- _About this exercise_:
Of the lines in the data below, write out exactly those from the one holding "jerqi, line 41: Should" through the one holding "jerqi: It seems", both included.

________________________

PR #74, opened 2022-07-26
[Improvement] ShuffleBlock should be release when finished reading

xianjingfeng:
### **What changes were proposed in this pull request?**
release shuffleblock  when finished reading

### **Why are the changes needed?**
We found spark executor is easy be killed by yarn, and i found it is because executor use too mush offheap memory when read shuffle data.
I found most of offheap memory is used to store uncompressed shuffle Data, and this part of memory will be release only when GC is triggered

### **Does this PR introduce any user-facing change?**
No

### **How was this patch tested?**
Add new ut

### DIFF
--- a/client-spark/common/src/main/java/org/apache/spark/shuffle/reader/RssShuffleDataIterator.java
+++ b/client-spark/common/src/main/java/org/apache/spark/shuffle/reader/RssShuffleDataIterator.java
@@ -18,7 +18,6 @@
 package org.apache.spark.shuffle.reader;
 
 import java.io.IOException;
-import java.lang.reflect.InvocationTargetException;
 import java.nio.ByteBuffer;
 
 import com.esotericsoftware.kryo.io.Input;
--- a/client-spark/common/src/main/java/org/apache/spark/shuffle/reader/RssShuffleDataIterator.java
+++ b/client-spark/common/src/main/java/org/apache/spark/shuffle/reader/RssShuffleDataIterator.java
@@ -28,6 +28,7 @@ import org.apache.spark.executor.ShuffleReadMetrics;
 import org.apache.spark.serializer.DeserializationStream;
 import org.apache.spark.serializer.Serializer;
 import org.apache.spark.serializer.SerializerInstance;
+import org.apache.uniffle.common.exception.RssException;
 import org.slf4j.Logger;
 import org.slf4j.LoggerFactory;
 import scala.Product2;
@@ -113,7 +114,7 @@ public class RssShuffleDataIterator<K, C> extends AbstractIterator<Product2<K, C
           try {
             RssShuffleUtils.destroyDirectByteBuffer(uncompressedData);
           } catch (Exception e) {
-            throw new RuntimeException("Destroy DirectByteBuffer failed!", e);
+            throw new RssException("Destroy DirectByteBuffer failed!", e);
           }
         }
         long startDecompress = System.currentTimeMillis();
--- a/client-spark/common/src/main/java/org/apache/spark/shuffle/reader/RssShuffleDataIterator.java
+++ b/client-spark/common/src/main/java/org/apache/spark/shuffle/reader/RssShuffleDataIterator.java
@@ -18,6 +18,7 @@
 package org.apache.spark.shuffle.reader;
 
 import java.io.IOException;
+import java.lang.reflect.InvocationTargetException;
 import java.nio.ByteBuffer;
 
 import com.esotericsoftware.kryo.io.Input;
@@ -38,7 +39,6 @@ import scala.collection.Iterator;
 import org.apache.uniffle.client.api.ShuffleReadClient;
 import org.apache.uniffle.client.response.CompressedShuffleBlock;
 import org.apache.uniffle.common.RssShuffleUtils;
-import sun.nio.ch.DirectBuffer;
 
 public class RssShuffleDataIterator<K, C> extends AbstractIterator<Product2<K, C>> {
 
@@ -108,8 +108,14 @@ public class RssShuffleDataIterator<K, C> extends AbstractIterator<Product2<K, C
       shuffleReadMetrics.incFetchWaitTime(fetchDuration);
       if (compressedData != null) {
         shuffleReadMetrics.incRemoteBytesRead(compressedData.limit() - compressedData.position());
+        // Directbytebuffers are not collected in time will cause executor easy 
+        // be killed by cluster managers(such as YARN) for using too much offheap memory
         if (uncompressedData != null && uncompressedData.isDirect()) {
-          ((DirectBuffer)uncompressedData).cleaner().clean();
+          try {
+            RssShuffleUtils.destroyDirectByteBuffer(uncompressedData);
+          } catch (Exception e) {
+            throw new RuntimeException("Destroy DirectByteBuffer failed!", e);
+          }
         }
         long startDecompress = System.currentTimeMillis();
         uncompressedData = RssShuffleUtils.decompressData(
--- a/client-spark/common/src/main/java/org/apache/spark/shuffle/reader/RssShuffleDataIterator.java
+++ b/client-spark/common/src/main/java/org/apache/spark/shuffle/reader/RssShuffleDataIterator.java
@@ -38,6 +38,7 @@ import scala.collection.Iterator;
 import org.apache.uniffle.client.api.ShuffleReadClient;
 import org.apache.uniffle.client.response.CompressedShuffleBlock;
 import org.apache.uniffle.common.RssShuffleUtils;
+import sun.nio.ch.DirectBuffer;
 
 public class RssShuffleDataIterator<K, C> extends AbstractIterator<Product2<K, C>> {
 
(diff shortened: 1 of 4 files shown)


jerqi:
Did you verify this patch? I think we would better have ut for every pr, we should test the feature by hand at least.

xianjingfeng:
> Did you verify this patch? I think we would better have ut for every pr, we should test the feature by hand at least.

We have tested in production environment. Sometimes it is difficult to write ut. I will try to write ut for this pr later

jerqi:
> > Did you verify this patch? I think we would better have ut for every pr, we should test the feature by hand at least.
> 
> We have tested in production environment. Sometimes it is difficult to write ut, I will try to write ut for this pr later

Have your company used the Uniffle in your production environment?

jerqi:
> > Did you verify this patch? I think we would better have ut for every pr, we should test the feature by hand at least.
> 
> We have tested in production environment. Sometimes it is difficult to write ut, I will try to write ut for this pr later

I know it's sometimes diffcult. If you can't write ut for it. you should provide some production envrionment detailed data to prove the effect of the pr. It's best to have screenshot.

client-spark/common/src/main/java/org/apache/spark/shuffle/reader/RssShuffleDataIterator.java
```diff
@@ -38,6 +38,7 @@
 import org.apache.uniffle.client.api.ShuffleReadClient;
 import org.apache.uniffle.client.response.CompressedShuffleBlock;
 import org.apache.uniffle.common.RssShuffleUtils;
+import sun.nio.ch.DirectBuffer;
```
jerqi, line 41: Should we use ` java.nio.DirectBuffer`?

client-spark/common/src/main/java/org/apache/spark/shuffle/reader/RssShuffleDataIterator.java
```diff
@@ -106,8 +108,11 @@ public boolean hasNext() {
       shuffleReadMetrics.incFetchWaitTime(fetchDuration);
       if (compressedData != null) {
         shuffleReadMetrics.incRemoteBytesRead(compressedData.limit() - compressedData.position());
```
jerqi, line 110: We should add some comments to explain why we need to do these `clean operation`.

xianjingfeng:
> curious

SF

xianjingfeng:
> > > Did you verify this patch? I think we would better have ut for every pr, we should test the feature by hand at least.
> > 
> > 
> > We have tested in production environment. Sometimes it is difficult to write ut, I will try to write ut for this pr later
> 
> Have your company used the Uniffle in your production environment? Just curious, could you tell me the name of your company?

SF

client-spark/common/src/main/java/org/apache/spark/shuffle/reader/RssShuffleDataIterator.java
xianjingfeng: I think there is no need to use `DirectBuffer` here, use `HeapByteBuffer` when decompress is better, in our internal version, we can use `HeapByteBuffer` or `DirectBuffer`,  and we found no apparent difference in performance.

jerqi: Should we  add a config option to decide which ByteBuffer to use?

client-spark/common/src/main/java/org/apache/spark/shuffle/reader/RssShuffleDataIterator.java
```diff
@@ -106,8 +108,11 @@ public boolean hasNext() {
...
+        if (uncompressedData != null && uncompressedData.isDirect()) {
+          ((DirectBuffer)uncompressedData).cleaner().clean();
```
colinmjj, line 112: @xianjingfeng Good catch for these possible resource leak, but there should be different methods to do the clean staff according to JDK's version. Here is how spark deal with it, https://github.com/apache/spark/blob/master/common/unsafe/src/main/java/org/apache/spark/unsafe/Platform.java#L63

client-spark/common/src/main/java/org/apache/spark/shuffle/reader/RssShuffleDataIterator.java
jerqi: It seems better to extract a method and use reflection.
More information is as below
https://stackoverflow.com/questions/1854398/how-to-garbage-collect-a-direct-buffer-in-java

client-spark/common/src/main/java/org/apache/spark/shuffle/reader/RssShuffleDataIterator.java
colinmjj, line 112: can it be compatible with jdk9 or higher?

client-spark/common/src/main/java/org/apache/spark/shuffle/reader/RssShuffleDataIterator.java
xianjingfeng: No, we add this config option just for test and comparison

client-spark/common/src/main/java/org/apache/spark/shuffle/reader/RssShuffleDataIterator.java
xianjingfeng: Have not try

xianjingfeng:
I think  use HeapByteBuffer is better here. What do you think?

jerqi:
> I think use HeapByteBuffer is better here. What do you think?
We find Uniffle's GC time is longer than Spark origin shuffle in our test when the task read shuffle data. So we'd better use off heap memory. But grpc use heap memory,  so we can't use offheap memory totally. We will replace grpc with netty.

xianjingfeng:
> We will replace grpc with netty in the future. We hope we can use offheap memory totally.

When? Do we have a detailed plan？

jerqi:
> > We will replace grpc with netty in the future. We hope we can use offheap memory totally.
> 
> When? Do we have a detailed plan？

Maybe October, we hope to do that, but there are always other important things to do. For 0.6 version, we plan to support to deploy Uniffle. For 0.7 version, we plan to replace grpc with netty, but we only replace part interface (read shuffle data and write shuffle data).

client-spark/common/src/main/java/org/apache/spark/shuffle/reader/RssShuffleDataIterator.java
```diff
@@ -106,8 +107,17 @@ public boolean hasNext() {
       shuffleReadMetrics.incFetchWaitTime(fetchDuration);
       if (compressedData != null) {
         shuffleReadMetrics.incRemoteBytesRead(compressedData.limit() - compressedData.position());
+        // Directbytebuffers are not collected in time will cause executor easy 
+        // be killed by cluster managers(such as YARN) for using too much offheap memory
+        if (uncompressedData != null && uncompressedData.isDirect()) {
+          try {
+            RssShuffleUtils.destroyDirectByteBuffer(uncompressedData);
+          } catch (Exception e) {
+            throw new RuntimeException("Destroy DirectByteBuffer failed!", e);
```
jerqi, line 116: RuntimeException -> RssException
For Spark Client, we usually throw a RssException. So we can count how many fail tasks are due to rss by the type of exception.

common/src/test/java/org/apache/uniffle/common/RssShuffleUtilsTest.java
```diff
@@ -46,4 +48,27 @@ public void testCompression(int size) {
     assertArrayEquals(data, buffer2);
   }
 
+  @Test
+  public void testDestroyDirectByteBuffer() throws Exception{
+    int size = 10;
+    byte b = 1;
+    System.out.println(b);
```
jerqi, line 55: remove?

common/src/test/java/org/apache/uniffle/common/RssShuffleUtilsTest.java
```diff
@@ -46,4 +48,27 @@ public void testCompression(int size) {
...
+    ByteBuffer byteBuffer = ByteBuffer.allocateDirect(size);
+    for (int i = 0; i < size; i++) {
+      byteBuffer.put(b);
+    }
+    byteBuffer.flip();
+    RssShuffleUtils.destroyDirectByteBuffer(byteBuffer);
+    Thread.sleep(200); //Memory release maybe not fast enough
```
jerqi, line 62: // Memory release may be not fast enough.
Thread.sleep(200);

common/src/test/java/org/apache/uniffle/common/RssShuffleUtilsTest.java
xianjingfeng: agree

common/src/test/java/org/apache/uniffle/common/RssShuffleUtilsTest.java
```diff
@@ -46,4 +48,27 @@ public void testCompression(int size) {
     assertArrayEquals(data, buffer2);
   }
 
+  @Test
+  public void testDestroyDirectByteBuffer() throws Exception{
```
jerqi, line 52:
```
public void testDestroyDirectByteBuffer() throws Exception {
```
There should be a blank after Exception.

common/src/test/java/org/apache/uniffle/common/RssShuffleUtilsTest.java
jerqi: I means that we remove 
```
System.out.println
```
I think this test is necessary. We shouldn't remove it.

jerqi (approved):
LGTM, thanks for your contribution. It's a really great work.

________________________

- _Answer to the exercise_:
jerqi, line 41: Should we use ` java.nio.DirectBuffer`?

client-spark/common/src/main/java/org/apache/spark/shuffle/reader/RssShuffleDataIterator.java
```diff
@@ -106,8 +108,11 @@ public boolean hasNext() {
       shuffleReadMetrics.incFetchWaitTime(fetchDuration);
       if (compressedData != null) {
         shuffleReadMetrics.incRemoteBytesRead(compressedData.limit() - compressedData.position());
```
jerqi, line 110: We should add some comments to explain why we need to do these `clean operation`.

xianjingfeng:
> curious

SF

xianjingfeng:
> > > Did you verify this patch? I think we would better have ut for every pr, we should test the feature by hand at least.
> > 
> > 
> > We have tested in production environment. Sometimes it is difficult to write ut, I will try to write ut for this pr later
> 
> Have your company used the Uniffle in your production environment? Just curious, could you tell me the name of your company?

SF

client-spark/common/src/main/java/org/apache/spark/shuffle/reader/RssShuffleDataIterator.java
xianjingfeng: I think there is no need to use `DirectBuffer` here, use `HeapByteBuffer` when decompress is better, in our internal version, we can use `HeapByteBuffer` or `DirectBuffer`,  and we found no apparent difference in performance.

jerqi: Should we  add a config option to decide which ByteBuffer to use?

client-spark/common/src/main/java/org/apache/spark/shuffle/reader/RssShuffleDataIterator.java
```diff
@@ -106,8 +108,11 @@ public boolean hasNext() {
...
+        if (uncompressedData != null && uncompressedData.isDirect()) {
+          ((DirectBuffer)uncompressedData).cleaner().clean();
```
colinmjj, line 112: @xianjingfeng Good catch for these possible resource leak, but there should be different methods to do the clean staff according to JDK's version. Here is how spark deal with it, https://github.com/apache/spark/blob/master/common/unsafe/src/main/java/org/apache/spark/unsafe/Platform.java#L63

client-spark/common/src/main/java/org/apache/spark/shuffle/reader/RssShuffleDataIterator.java
jerqi: It seems better to extract a method and use reflection.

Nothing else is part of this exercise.